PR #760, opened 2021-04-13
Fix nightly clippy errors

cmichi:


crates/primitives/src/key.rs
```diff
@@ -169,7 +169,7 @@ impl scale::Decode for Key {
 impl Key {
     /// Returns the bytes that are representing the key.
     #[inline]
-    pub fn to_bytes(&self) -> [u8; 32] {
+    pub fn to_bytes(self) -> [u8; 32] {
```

* * *

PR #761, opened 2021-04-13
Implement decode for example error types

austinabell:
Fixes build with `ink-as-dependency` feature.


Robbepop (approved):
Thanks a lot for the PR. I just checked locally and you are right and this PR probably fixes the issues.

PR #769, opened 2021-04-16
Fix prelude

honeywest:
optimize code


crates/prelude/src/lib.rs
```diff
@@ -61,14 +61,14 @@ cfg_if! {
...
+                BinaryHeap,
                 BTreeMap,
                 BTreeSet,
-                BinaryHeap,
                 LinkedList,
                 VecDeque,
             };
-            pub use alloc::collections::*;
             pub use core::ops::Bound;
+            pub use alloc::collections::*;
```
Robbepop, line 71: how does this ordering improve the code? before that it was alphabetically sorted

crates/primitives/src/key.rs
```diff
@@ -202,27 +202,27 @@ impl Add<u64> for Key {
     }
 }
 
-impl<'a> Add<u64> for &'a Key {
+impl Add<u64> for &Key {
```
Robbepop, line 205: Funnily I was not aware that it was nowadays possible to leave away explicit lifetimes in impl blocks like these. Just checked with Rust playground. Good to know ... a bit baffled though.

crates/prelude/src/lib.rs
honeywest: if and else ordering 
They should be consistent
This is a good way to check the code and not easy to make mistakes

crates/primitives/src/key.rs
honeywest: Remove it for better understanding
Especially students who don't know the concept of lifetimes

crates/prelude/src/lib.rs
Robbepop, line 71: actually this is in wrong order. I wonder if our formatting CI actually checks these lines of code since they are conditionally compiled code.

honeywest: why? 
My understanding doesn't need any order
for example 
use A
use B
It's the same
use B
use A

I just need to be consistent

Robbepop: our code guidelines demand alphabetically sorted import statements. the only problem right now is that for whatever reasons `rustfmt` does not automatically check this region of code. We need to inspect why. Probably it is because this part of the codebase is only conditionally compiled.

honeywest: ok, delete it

■ **Try it**
From the material above, copy out every line bearing the string "Robbepop".

■ **Answer for the task**
Robbepop (approved):
Robbepop, line 71: how does this ordering improve the code? before that it was alphabetically sorted
Robbepop, line 205: Funnily I was not aware that it was nowadays possible to leave away explicit lifetimes in impl blocks like these. Just checked with Rust playground. Good to know ... a bit baffled though.
Robbepop, line 71: actually this is in wrong order. I wonder if our formatting CI actually checks these lines of code since they are conditionally compiled code.
Robbepop: our code guidelines demand alphabetically sorted import statements. the only problem right now is that for whatever reasons `rustfmt` does not automatically check this region of code. We need to inspect why. Probably it is because this part of the codebase is only conditionally compiled.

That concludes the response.